PR #2438, opened 2023-02-10
chore: cleanup remove unused shacl and redundant StringFormatter setup

seakayone:
### Task Description/Number

* Remove unused shacl implementations 
* Remove redundant StringFormatter initialization
* Rename `AppConfig.layer` as only a single `AppConfig` is loaded anyway
* Remove unused `testing` boolean flag from `AppConfig` and `application.conf`

### Basic Requirements

### PR Type

- [ ] Yes
- [x] No

- [x] No


mpro7 (approved):

irinaschubert (approved):
LGTM, I don't remember why we had a separate `test` layer for the `AppConfig` but I assume you've tested that it still works and the `test.conf` is loaded when running the tests. If this works, than this is a nice simplification.

seakayone:
> LGTM, I don't remember why we had a separate `test` layer for the `AppConfig` but I assume you've tested that it still works and the `test.conf` is loaded when running the tests. If this works, than this is a nice simplification.

It works and that is due to a feature of the underlying typelevel config. It will load the `application.conf` from the `main` source set and if in the `test` or `it` it finds another `application.conf` it will merge both overwriting any value from `main`. Since the `test.conf` is included in the `application.conf` from the `it` source set its values will also have precedence and hence overwrite existing values from the `main`. For more details please refer to the documentation: https://github.com/lightbend/config#standard-behavior

The config is designed this way so that library authors can even provide an `application.conf` with default values in their jars so that the user of these libraries are then able to provide their own values with their own conf files.

PR #2440, opened 2023-02-13
chore: Rename TestDataFactory -> ITTestDataFactory

seakayone:
In IntelliJ IDEA the compile does not separate the source sets of test and it so it would fail with a duplicate class being present.

### Task Description/Number

In IntelliJ IDEA the compile does not separate the source sets of test and it so it would fail with a duplicate class being present.
### Basic Requirements

### PR Type

- [ ] Yes
- [x] No

- [x] No

### DIFF
--- a/webapi/src/it/scala/org/knora/webapi/ITTestDataFactory.scala
+++ b/webapi/src/it/scala/org/knora/webapi/ITTestDataFactory.scala
@@ -8,7 +8,7 @@ import org.knora.webapi.messages.admin.responder.projectsmessages.ProjectIdentif
 /**
  * Helps in creating value objects for tests.
  */
-object TestDataFactory {
+object ITTestDataFactory {
   def projectShortcodeIdentifier(shortcode: String): ShortcodeIdentifier =
     ShortcodeIdentifier
       .fromString(shortcode)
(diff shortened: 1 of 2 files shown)


webapi/src/it/scala/org/knora/webapi/ITTestDataFactory.scala
```diff
@@ -8,7 +8,7 @@ import org.knora.webapi.messages.admin.responder.projectsmessages.ProjectIdentif
 /**
  * Helps in creating value objects for tests.
  */
-object TestDataFactory {
+object ITTestDataFactory {
```
irinaschubert, line 11:
```suggestion
object ItTestDataFactory {
```

irinaschubert: We once (before you were here) agreed on camelCasing acronyms / abbreviations, too.

irinaschubert (approved):
LGTM just a minor remark on the usage of camel case.

mpro7 (approved):

mpro7:
Please reflect both names in the PR title, just to make it easier to find if anyone needs to in the future.

webapi/src/it/scala/org/knora/webapi/ITTestDataFactory.scala
seakayone: We are apparently not very consistent with this decision as there are all the `ADM` responders.
There is also an `ITKnoraLiveSpec` class.

If this is bothering us I suggest to create a followup issue and rename everything to this standard.
Since I have already a couple of branches open with this exact change in there it would lead to conflicts I am not ready to resolve just yet. 

In future I will take care of this naming convention once it is documented in some coding guidelines.

PR #2441, opened 2023-02-13
fix!: Allow special characters in full-text search (DEV-1712)

irinaschubert:
### Task Description/Number

Issue Number: DEV-1712, marked as breaking change because the search behaviour is quite different than it was before.

### Basic Requirements

### PR Type

- [x] Yes
- [ ] No

- [x] No


docs/03-endpoints/api-v2/reading-and-searching-resources.md
```diff
@@ -501,24 +498,30 @@ The response to a count query request is an object with one predicate,
...
 
-Please note that the search
-terms have to be URL-encoded.
+The search index used by DSP transforms all text into lower case characters and splits text into tokens by whitespace. 
+For example, if a text value is: `The cake needs flour, sugar, and butter.`, 
+the tokens are `the`, `cake`, `needs`, `flour,`, `sugar,`, `and`, `butter.`.
+Note that punctuation marks like `,` and `.` are left with the word where they occurred.
+Therefore, if you search for `sugar` you would have to use `sugar*` or `sugar?` to get results that contain `sugar,` or `sugar.` as well.
+The reason for this kind of tokenization is that some users need to be able to search explicitly for special characters including
+punctuation marks.
```
BalduinLandolt, line 513: I know you have thought about this a lot, and I haven't, so correct or ignore me, if what I'm saying is stupid or irrelevant... But isn't it strange that a search index requires an exact match on the entire token? shouldn't `beet` not match both `beetle` and `beetroot`, rather than just matching german `Beet`?

BalduinLandolt (approved):
LGTM

docs/03-endpoints/api-v2/reading-and-searching-resources.md
irinaschubert: That's something RDU decided. Some projects needed the possibility to search for tokens with punctuation marks in it. And you can't have both. Either an exact match or one that eliminates those special characters.. It's always a trade-off. And it is impossible to satisfy all users here as long as we can't have a separate search index per project - but this is out of scope here :)

BalduinLandolt: definitely out of scope here - but it seems very weird to me (at least for a free text search - in structured search that would be different)... but yea, that's "nicht Problem meiner Stufe" :)

seakayone (approved):

PR #2452, opened 2023-02-15
chore(instrumentation): expose ZIO-HTTP metrics (DEV-1714)

BalduinLandolt:
### Task Description/Number

Issue Number: DEV-1417

### Basic Requirements

### PR Type

- [ ] Yes
- [x] No

- [x] No

### DIFF
--- a/webapi/src/main/scala/org/knora/webapi/core/HttpServerZ.scala
+++ b/webapi/src/main/scala/org/knora/webapi/core/HttpServerZ.scala
@@ -13,6 +13,7 @@ import zio.http.model.Method
 import org.knora.webapi.config.AppConfig
 import org.knora.webapi.routing.admin.ProjectsRouteZ
 import org.knora.webapi.slice.resourceinfo.api.ResourceInfoRoute
+import scala.annotation.tailrec
 
 object HttpServerZ {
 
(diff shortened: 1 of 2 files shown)


webapi/src/main/scala/org/knora/webapi/core/HttpServerZ.scala
```diff
@@ -30,19 +32,45 @@ object HttpServerZ {
         )
     } yield Middleware.cors(corsConfig)
 
+  private def metricsMiddleware() = {
+    // in order to avoid extensive amounts of labels, we should use the `pathLabelMapper`
+    // which maps paths containing slug values (`/project/iri/SOME-IRI`)
+    // to paths with a slug inserted instead (`/projects/iri/:iri`).
```
mpro7, line 38: Maybe the link to docs you added above would be enough?

mpro7 (approved):

webapi/src/main/scala/org/knora/webapi/core/HttpServerZ.scala
```diff
@@ -30,19 +32,45 @@ object HttpServerZ {
...
+    val slugs = Set(
+      "iri",
+      "shortcode",
+      "shortname"
+    )
+    @tailrec
+    def step(seg: List[Path.Segment], acc: Path): Path =
```
irinaschubert, line 45: The name of this function is very genetic, could you name it something like `replaceProjectSpecificPartsOfRoute`?

irinaschubert (approved):
LGTM, see my comment about naming

webapi/src/main/scala/org/knora/webapi/core/HttpServerZ.scala
BalduinLandolt: I don't think `projectSpecific` should be in there, because the same will go for all other entities (Users, Resources, etc.). Also, I want to have it short, so the recursive calls don't look too bad (and it's an internal function so the visibility is small enough to warrant a short name. How do you feel about `replaceSlugs()`?

irinaschubert: Yes, that makes sense.`replaceSlugs()` sounds good to me.

seakayone (approved):

SamuelBoerlin (approved):
I can't comment on the ZIO code, but the suggested metrics are looking good to me 👍

PR #2457, opened 2023-02-17
feat: Add new upload route to Sipi without processing (DEV-1700)

irinaschubert:
### Task Description/Number

Issue Number: DEV-1700

### Basic Requirements

### PR Type

- [ ] Yes
- [x] No

- [x] No


webapi/src/main/scala/org/knora/webapi/messages/v2/routing/authenticationmessages/AuthenticationMessagesV2.scala
```diff
@@ -97,3 +101,8 @@ trait AuthenticationV2JsonProtocol extends DefaultJsonProtocol with NullOptions
     jsonFormat(LoginApiRequestPayloadV2, "iri", "email", "username", "password")
   implicit val SessionResponseFormat: RootJsonFormat[LoginResponse] = jsonFormat1(LoginResponse.apply)
 }
+
+trait AuthenticationV2Serialization {
+  implicit lazy val encLoginResponse: JsonEncoder[LoginResponse] = DeriveJsonEncoder.gen[LoginResponse]
+  implicit lazy val decLoginResponse: JsonDecoder[LoginResponse] = DeriveJsonDecoder.gen[LoginResponse]
+}
```
BalduinLandolt, line 108: is this common to have the codec in the trait rather than in the companion object? In any case, as a codec, this could be derived as one, rather than deriving encoder and decoder separately.

BalduinLandolt (approved):
LGTM, not sure though if I follow everything that happens in the lua script.

One thing you may consider is adding more log statements there, as we found it's very hard to see what's happening in SIPI. But if you think this suffices, then I'm absolutely happy with it. (Also, you could use the log util that adds the date and time in front of the log statements, but again, doesn't really matter that much.)

sipi/config/sipi.docker-config.lua
```diff
@@ -195,6 +195,11 @@ routes = {
         method = 'DELETE',
         route = '/delete_temp_file',
         script = 'delete_temp_file.lua'
+    },
+    {
+        method = 'POST',
+        route = '/upload_without_transcoding',
```
jnussbaum, line 201: In DSP-TOOLS, I always refer to this as "preprocessing", rather than "transcoding". For me, "preprocessing" is more telling than "transcoding", but perhaps this is just me.

irinaschubert: To me, transcoding doesn't sound natural, either. But it comes from Ivan. @subotic , do you have a specific reason or strong opinion about this? I wouldn't call it "preprocessing", because it is not prior to something. But just "processing".

webapi/src/main/scala/org/knora/webapi/messages/v2/routing/authenticationmessages/AuthenticationMessagesV2.scala
irinaschubert: This comes from Ivan. @subotic , do you have any reason why you put it into the trait instead of the companion objects? So far, we have all other codecs in the companion objects.

I replaced the encoder/decoder with a single codec.

sipi/config/sipi.docker-config.lua
subotic: Nope, you can call it however you like. Preprocessing / processing both sounds fine to me. I would lean towards `processing` just because it is shorter.

subotic (approved):
LGTM, thanks 👍

PR #2471, opened 2023-02-22
feat: Add context for can set cardinalities failed responses (DEV-1768)

seakayone:
### Task Description/Number

Issue Number: DEV-1768

### Basic Requirements

### PR Type

- [ ] Yes
- [x] No

- [x] No


BalduinLandolt (changes requested):
I don't really have the overview over the cardinality stuff, to be honest. On first glance, most of it looks good.

One thing needs changing though: The new property you define has to be added to knora-base too (and if you have added properties previously, those would need adding too).  
(And when changing the knora-base ontology, you also need to bump the knora-base version, and the DSP-API major version [i.e. breaking change], and you have to run a no-op plugin to ensure that all servers load the changed ontology)

build.sbt
```diff
@@ -79,6 +79,10 @@ lazy val root: Project = Project(id = "root", file("."))
   )
 
 addCommandAlias("fmt", "; all root/scalafmtSbt root/scalafmtAll; root/scalafixAll")
+addCommandAlias(
+  "headerCreateAll",
+  "; all webapi/headerCreate webapi/Test/headerCreate webapi/IntegrationTest/headerCreate"
+)
```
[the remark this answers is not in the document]
seakayone: This allows us to call `sbt headerCreateAll` and in the webapi project the copyright headers are added where missing.

webapi/src/test/scala/org/knora/webapi/slice/ontology/api/service/RestCardinalityServiceLiveSpec.scala
```diff
@@ -0,0 +1,222 @@
...
+                   )
+                 )
+            response     <- RestCardinalityService.canSetCardinality(classIri, propertyIri, "1", userWithAccess)
+            responseJson <- renderResponseJson(response)
+          } yield assertTrue(
+            responseJson ==
+              """
+                |{
+                |  "knora-api:canDo": false,
+                |  "knora-api:cannotDoReason": "The new cardinality is not included in the cardinality of a super-class. Please fix super-classes first: http://0.0.0.0:3333/ontology/0801/biblio/v2#somePublicationInstance,http://0.0.0.0:3333/ontology/0801/biblio/v2#someArticleInstance. The new cardinality does not include the cardinality of a subclass. Please fix subclasses first: http://0.0.0.0:3333/ontology/0801/biblio/v2#someJournalArticleInstance.",
```
irinaschubert, line 81: I think this is a bit hard to read. Is the FE going to format it or is it handing it over to the end-user 1:1? In case of the latter, it might help to separate the different reasons with a line break.

irinaschubert (approved):
LGTM, just a minor suggestion

webapi/src/main/scala/org/knora/webapi/messages/OntologyConstants.scala
```diff
@@ -676,6 +676,7 @@ object OntologyConstants {
     val Error: IRI              = KnoraApiV2PrefixExpansion + "error"
     val CanDo: IRI              = KnoraApiV2PrefixExpansion + "canDo"
     val CannotDoReason: IRI     = KnoraApiV2PrefixExpansion + "cannotDoReason"
+    val CannotDoContext: IRI    = KnoraApiV2PrefixExpansion + "cannotDoContext"
```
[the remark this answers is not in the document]
seakayone: I have spoken also with @irinaschubert and it turns out that none of the existing other `knora-api:canDo…` properties we ever defined in an ontology. I was also not able to find other ontology models for api responses which do not contain data from the triplestore.

In the context of this PR I will resolve this conversation but we will have to discuss how to approach this situation in the future, possibly with a new issue.

webapi/src/test/scala/org/knora/webapi/slice/ontology/api/service/RestCardinalityServiceLiveSpec.scala
seakayone: The `cannotDoReason` was meant to be human readable single string. 
The `cannotDoContext` contains the details about the individual reasons in machine-readable form. 

I cannot add a linebreak in the multiline `String` of this test, because then the `assert` will fail as it expects a line break character which is not in the response.

irinaschubert: I thought adding it not only to the test but also to the response if there are multiple reasons. But this is probably not possible?

mpro7 (approved):

domsteinbach:
For the FE having the context is obviously great. LGTM.

domsteinbach (approved):

webapi/src/test/scala/org/knora/webapi/slice/ontology/api/service/RestCardinalityServiceLiveSpec.scala
seakayone: The `cannotDoReason` is a single String only, changing it would mean breaking the API. Hence, I have introduced the `cannotDoContext` which contains the individual reasons in machine-readable form.

PR #2530, opened 2023-03-15
fix: deleted properties in cardinalities should be included in the count query (DEV-1878)

seakayone:
### Task Description/Number

Issue Number: DEV-1878

Adds a test for the case that the object of a property was deleted.
Given a deleted property the count query should count instances with deleted properties with a count of zero instead of removing the instance from the result set entirely.

### Basic Requirements

### PR Type

- [ ] Yes
- [x] No

- [x] No


mpro7 (approved):

BalduinLandolt (approved):
LGTM, I assumed the implications have been discussed in the project group? (If I understand correctly, this change makes it possible to change a cardinality which is used by a deleted resource. This means that un-deleting the resource no longer necessarily is possible because the resource might violate cardinality constraints. Hence we need to be sure that this is how we want our system to behave; and it also requires a cardinality check on un-deleting resources, which I don't know if it's already in place.)

PR #404, opened 2022-02-04
Update deprecated JVM heap size flags

jfsoul:
## What does this change?
Updates the deprecated JVM options `XX:MaxRAMFraction` and `XX:InitialRAMFraction` which have not been supported since Java 8 update 190 (we are on update 312). These have been replaced by the similar percentage versions I've used. I've done this in an attempt to combat some stability problems we've been observing with SHQ.

My understanding is that without these flags being recognised we are using the default heap size values, which for SHQ at the moment are:
```
> java -XX:+PrintFlagsFinal -version | grep HeapSize
    uintx InitialHeapSize                          := 130023424                           {product}
    uintx MaxHeapSize                              := 2057306112                          {product}
```
Which is about 124MB and 1962MB. With the new settings those should both go up to around 4GB. N.B. initial heap size is recommended to be set to the same value as max.

## What is the value of this?
Hopefully addresses instability of the app, but even so it's best to use settings that actually work as intended! 

No

No

## Any additional notes?
We should tell people about this deprecation because there are 48(!) usages of this flag in the guardian github org 😱


Nirvikalpa108 (approved):

jfsoul:
I've been looking at the GC logs for the last couple of hours and it looks pretty healthy memory-wise, so this may not solve our stability problems. I've paused `ReplaceUnhealthy` on the ASG, which might give us some more logs to interrogate on Monday.

jfsoul:
I'm less convinced that these flags were actually _removed_ in update 191 or if the replacements were just enabled from then on...

PR #406, opened 2022-02-09
Disable snyk dashboard

jorgeazevedo:
## What does this change?

This leaves the UI itself up, but disables the fetching of snyk data in CacheService, and displays a deliberate error message.

Do you think we can get away with this @jfsoul ? I'm being a little basic here, wasn't sure where to draw the line between doing almost nothing and dismantling the whole thing, like routes templates models etc

Security_HQ

## What is the value of this?

Snyk is going to decommission the API we need soon, so this is getting ahead of that

No

No

### DIFF
--- a/hq/app/utils/attempt/Failure.scala
+++ b/hq/app/utils/attempt/Failure.scala
@@ -64,6 +64,12 @@ object Failure {
     Failure(details, friendlyMessage, 500)
   }
 
+  def snykDashboardDecomission(cacheContent: String): Failure = {
+    val details = s"Cache service error; unable to retrieve $cacheContent"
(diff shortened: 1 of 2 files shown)


hq/app/utils/attempt/Failure.scala
```diff
@@ -64,6 +64,12 @@ object Failure {
     Failure(details, friendlyMessage, 500)
   }
 
+  def snykDashboardDecomission(cacheContent: String): Failure = {
+    val details = s"Cache service error; unable to retrieve $cacheContent"
+    val friendlyMessage = s"This dashboard has been temporarily closed due to snyk disabling the API it relied on. Please go to snyk.io directly for information about vulnerabilities in guardian services."
```
jfsoul, line 69: This is true, although we could instead word it as `...closed while we evaluate the best format for this information`

jfsoul (approved):

PR #407, opened 2022-02-09
Use cached thread pool for most AWS client operations

jfsoul:
## What does this change?
This updates nearly all of our AWS SDK clients to use a _cached_ rather than _fixed_ thread pool. Why is that desirable? We spotted that the application was falling over after approximately 24 hours. We eventually tracked this down to an OutOfMemoryException triggered by a lack of available threads. 

After much examination of the threading behaviour, we believe this happens because we are using the default `FixedThreadPool` that AWS provides in each of our clients, which has a maximum size of 10, and does not terminate idle threads whatsoever. Due to the behaviour of our application (large batches of network requests on a predictable schedule) we were observing that the thread pools slowly filled up over time and were never emptied of idle threads. Some of these threads were re-used, but it was not enough to stay under the limit we currently have on `MaxTasks` imposed by systemd (about 4900). This sounds like an awful lot, but we are creating thousands of SDK clients due to all the regions, accounts and services we work with.

`CachedThreadPool` on the other hand has no maximum size, but importantly it terminates idle threads after 60 seconds. This means that between scheduled tasks, we are able to remove idle threads, and stay at a much lower range of threads:

image

## What is the value of this?
It will keep the app running more consistently

No

No

## Any additional notes?
Big thanks for all the help from @jorgeazevedo on this one.

### DIFF
--- a/hq/app/aws/AWS.scala
+++ b/hq/app/aws/AWS.scala
@@ -3,36 +3,36 @@ package aws
 import com.amazonaws.ClientConfiguration
 import com.amazonaws.auth.profile.ProfileCredentialsProvider
 import com.amazonaws.auth.{AWSCredentialsProvider, AWSCredentialsProviderChain, STSAssumeRoleSessionCredentialsProvider}
-import com.amazonaws.client.builder.AwsClientBuilder
 import com.amazonaws.client.builder.AwsClientBuilder.EndpointConfiguration
+import com.amazonaws.client.builder.{AwsAsyncClientBuilder, AwsClientBuilder}
 import com.amazonaws.regions.Regions
 import com.amazonaws.services.cloudformation.{AmazonCloudFormationAsync, AmazonCloudFormationAsyncClientBuilder}
 import com.amazonaws.services.dynamodbv2.{AmazonDynamoDB, AmazonDynamoDBClientBuilder}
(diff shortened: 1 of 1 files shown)


hq/app/aws/AWS.scala
```diff
@@ -52,37 +52,40 @@ object AWS {
     } yield AwsClient(client, account, region)
   }
 
-  def dynamoDbClient(securityCredentialsProvider: AWSCredentialsProvider, region: Regions, stage: Stage): AmazonDynamoDB = {
```
jfsoul, line 55: I just moved a few methods around so the logic in this file was easier to follow (`clients` next to where it was called from, for example)

jfsoul:
This change was running in production over the weekend and the app was stable 🎉

jorgeazevedo (approved):
Great work on this, I think it's a neat and tidy solution!

jorgeazevedo:
@jfsoul before you merge this, I was thinking of deploy the version current in main to gather some data and produce an identical chart, for a sort of before/after. I figure it might come in handy! I'd leave it collecting data from say 2pm today, and then collect it tomorrow morning (hopefully before the instance gets cycled).

jfsoul:
Ok sure, I will hold off merging @jorgeazevedo

jorgeazevedo:
@jfsoul I've disabled CD and will deploy an older main build in a couple of hours. Feel free to merge!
+++++
REQUIRED WORK |
Each line holding "settings" should be copied from the material above.

EXPECTED ANSWER |
Which is about 124MB and 1962MB. With the new settings those should both go up to around 4GB. N.B. initial heap size is recommended to be set to the same value as max.
Hopefully addresses instability of the app, but even so it's best to use settings that actually work as intended! 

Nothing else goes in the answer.